# best fish to catch & eat in central ohio?



## BenSpies (Jun 28, 2012)

hello all, 

I'm new to the central Ohio fishing scene. Wondering what is the best fish to catch and eat in central Ohio. And also what the best location to take my seven year old son would be? Any help/info would be greatly appreciated! 

Thanks! 

Ben


----------



## 93stratosfishnski (Aug 25, 2011)

Best/ easiest are crappies I think alum, oshay, and Griggs are all full of em and close to the bank during the summer since they're deeper lakes


----------



## Bimmer (Aug 12, 2011)

I agree crappie for me.


----------



## JignPig Guide (Aug 3, 2007)

BenSpies said:


> hello all,
> 
> I'm new to the central Ohio fishing scene. Wondering what is the best fish to catch and eat in central Ohio. And also what the best location to take my seven year old son would be? Any help/info would be greatly appreciated!
> 
> ...


Welcome to the site.

I'll say: crappie, bluegill, and saugeye. 

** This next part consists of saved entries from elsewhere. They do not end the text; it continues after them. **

PR #364, opened 2016-04-04
Catch negative IDX tags; treat like other IDX parse failures.

daviesrob:
Fixes an invalid read error triggered by negative IDX values.  Error found by AFL after it had been left to run for 33 days.  bcf_hdr_set_idx tries to use the negative value in an array look-up, leading to undefined behaviour.

Currently IDX parse errors are handled by printing a warning and then just ignoring the IDX tag.  This makes the same happen for negative IDX values.  Whether or not we should actually fail on bad IDX tags is left as a subject for discussion.


jmarshall:
Thanks, rebased and merged as 653f45ef31d3bc485ff00aa67f3154904ee0a5ad.  I see the VCF spec doesn't give many details about what the value of this field should look like…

As far as (if you are fishing from shore) taking a 7-year old... I suggest checking out the public spot called (and I could be wrong about the name) Three Creeks. It is off of Williams Rd.. And I think the Columbus Metro Parks owns it. I haven't been there for about 12-years now. But it was chock full of fish back then.
If you want to get into some channel cats. You need to try Leibs Island area of Buckeye Lake. You'll pull channel cats out of that area. And it's shallow and safe for a 7-year old.
For the saugeyes, you'll have to talk to some other folks from the site. I can't help you with that one.


----------



## Bubbagon (Mar 8, 2010)

PLEASE take your son to any of the 50+ ponds in Dublin and clean out some bluegill and panfish.
A single piece of corn under a bobber will produce a fish every 5-10 seconds.
Here's a map of Dublin owned ponds. If you need more specifics, PM me for directions. But they ALL have tons of panfish.
http://www.dublin.oh.us/recreation/parks/


----------



## st.slippy (Oct 3, 2008)

Muskie and river smallmouth........haha just kidding bluegill are awesome and saugeye are awesome. crappie are decent, but don't taste like a lot to me. As it gets hotter, it gets tougher from shore. Ponds are pretty good year round, but lakes I tend to fish in low light hours which greatly improves my success from shore


----------



## Silent Mike (Aug 9, 2009)

IMO hoover is the best place to get clean healthy catfish to eat


----------



## avantifishski (Apr 8, 2012)

imo bluegill taste best


----------



## KWaller (Oct 3, 2010)

the crappie are disgusting, toss them all back  but seriously though, saugeye are delicious! 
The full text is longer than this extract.